Elo Merchant Category Recommendation was a early 2019 competition hosted by Elo on kaggle. After the excitement from reaching the final of the Data Science Game 2018 and taking Christmas off to rest, I was eager to jump into another data science competition and Elo provided a great chance for that.
After 2 months of a hard competition, all the hard work paid off in winning a silver medal thanks to being in the top 5% oc competitors from all over the world. Below is a copy of my thought process, pipeline and solution from my original post on kaggle.
Hello everyone, thanks for the great competition and discussion. Much was was learned and put into practice.
> Each and every kaggle competition shall be treated as a work/study project in which you should setup a proper workflow to structure your work.
With that in mind I hope someone can take from this just as I learnt a lot from all the discussions.
Github for code, reproducible jupyter notebook, lgbm/xgboost for testing things, ensemble of 4 models for submitting. The train_model function here was a great find.
Much feature engineering was done. It would not have been possible with the much used memory usage script frequently shared here. Here is everything that wen into the final models, in order of what I tried. Since most ideas are not new, I will link to other users example implementation
Basic time features were initially done, things such as this
Negative month lag features
RFM, from both the customer_id and merchant_id, weighted and not weighted
Aggregations that only had few examples.

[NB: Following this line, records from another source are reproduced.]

PR #312, opened 2023-02-27
find schedds with collector.query() for DUNE global pool

marcmengel:
Quick stab at making dune global pool work again.  Limiting schedd's to ones that match our domain name. 
(This in theory could then work at bnl, as well... maybe?)

### DIFF
--- a/lib/condor.py
+++ b/lib/condor.py
@@ -19,6 +19,7 @@ import sys
 import glob
 import re
 import random
+import socket
 import subprocess
 from typing import Dict, List, Any, Tuple, Optional, Union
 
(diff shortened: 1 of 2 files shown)


marcmengel:
Okay, so now revisited, it does the whole business of picking a schedd list with one condor collector.query()
Then we aren't contacting the schedd directly, and we don't have problems with the offsite schedd (unless they 
set the IsJobsubLite flag on it, but that's another whole kettle of fish).

lib/condor.py
```diff
@@ -39,61 +39,20 @@ def get_schedd(vargs: Dict[str, Any]) -> classad.ClassAd:
...
     # pylint: disable-next=no-member
-    schedd_classads = coll.locateAll(htcondor.DaemonTypes.Schedd)
-
-    # locateAll gives a list of minimal classads... but
-    # need to directQuery for the full classads to check for
-    # SupportedVOList...
+    devnot = "" if vargs["devserver"] else "!"
+    schedds = coll.query(
+        htcondor.htcondor.AdTypes.Schedd,
+        constraint="isJobsubLite=?=true"
```
shreyb, line 45: I don't know if this matters, but I believe`IsJobsubLite` should be capitalized.

shreyb: Certainly the classad is:

```[rexbatch@dunegpcoll01 ~]$ condor_status -schedd -l | grep -i isjobsublite
IsJobsubLite = true
IsJobsubLite = true
IsJobsubLite = false
```

lib/condor.py
```diff
@@ -39,61 +39,20 @@ def get_schedd(vargs: Dict[str, Any]) -> classad.ClassAd:
...
+        " && "
+        f"""STRINGLISTIMEMBER("{vargs['group']}", SupportedVOList)"""
+        " && "
+        "InDownTime != true"
+        " && "
+        f'{devnot} regexp(".*dev.*", Machine)',
```
shreyb, line 51: Love it.

shreyb (changes requested):
Just the one bit about capitalization of `IsJobsubLite`

lib/condor.py
marcmengel: Yes.  Missed that, thanks!

shreyb (approved):
LGTM.  I ran all unit tests, and the following:

1. jobsub_submit -G fermilab --verbose=2  file:///usr/bin/sleep 300
2. jobsub_submit -G fermilab --verbose=2  --devserver file:///usr/bin/sleep 300
3. export _condor_COLLECTOR_HOST=dunegpcoll02.fnal.gov; jobsub_submit -G dune --verbose=2  file:///usr/bin/sleep 300
4. jobsub_submit_dag -G dune --verbose=2  file:///home/sbhat/TestDAG/testdag2.dag
5. unset _condor_COLLECTOR_HOST; jobsub_submit -G dune --verbose=2  file:///usr/bin/sleep 300


All submitted jobs successfully, and to the correct pools.  Will wait on further tests from @marcmengel and @kherner tomorrow morning before we merge this PR into 1.1.2.

shreyb (approved):

shreyb (approved):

For this, a especially consideration was used to not include information from whatever was in the currently validation set, ie, for each pass of the fold I would calculate it from the training data of that fold only.
More and more aggregation and stats
Final model was based on combining model with and without outliers as mentioned here with some extra modifications; basically, with a 3rd model to predict outliers, I found a ideal threshold amount to set as outliers and for those instances, the prediction was the average of the two models; for all others the prediction was based on the model without outliers.
Each model was in itself a ensemble of xgboost, catboost, lightgbm - stacking was tried, but the results weren’t a improvement.
Things I didn’t have the time to do
Late into the competition I had to take a break due to work/traveling, so some things in the pipeline could not be tried to the end.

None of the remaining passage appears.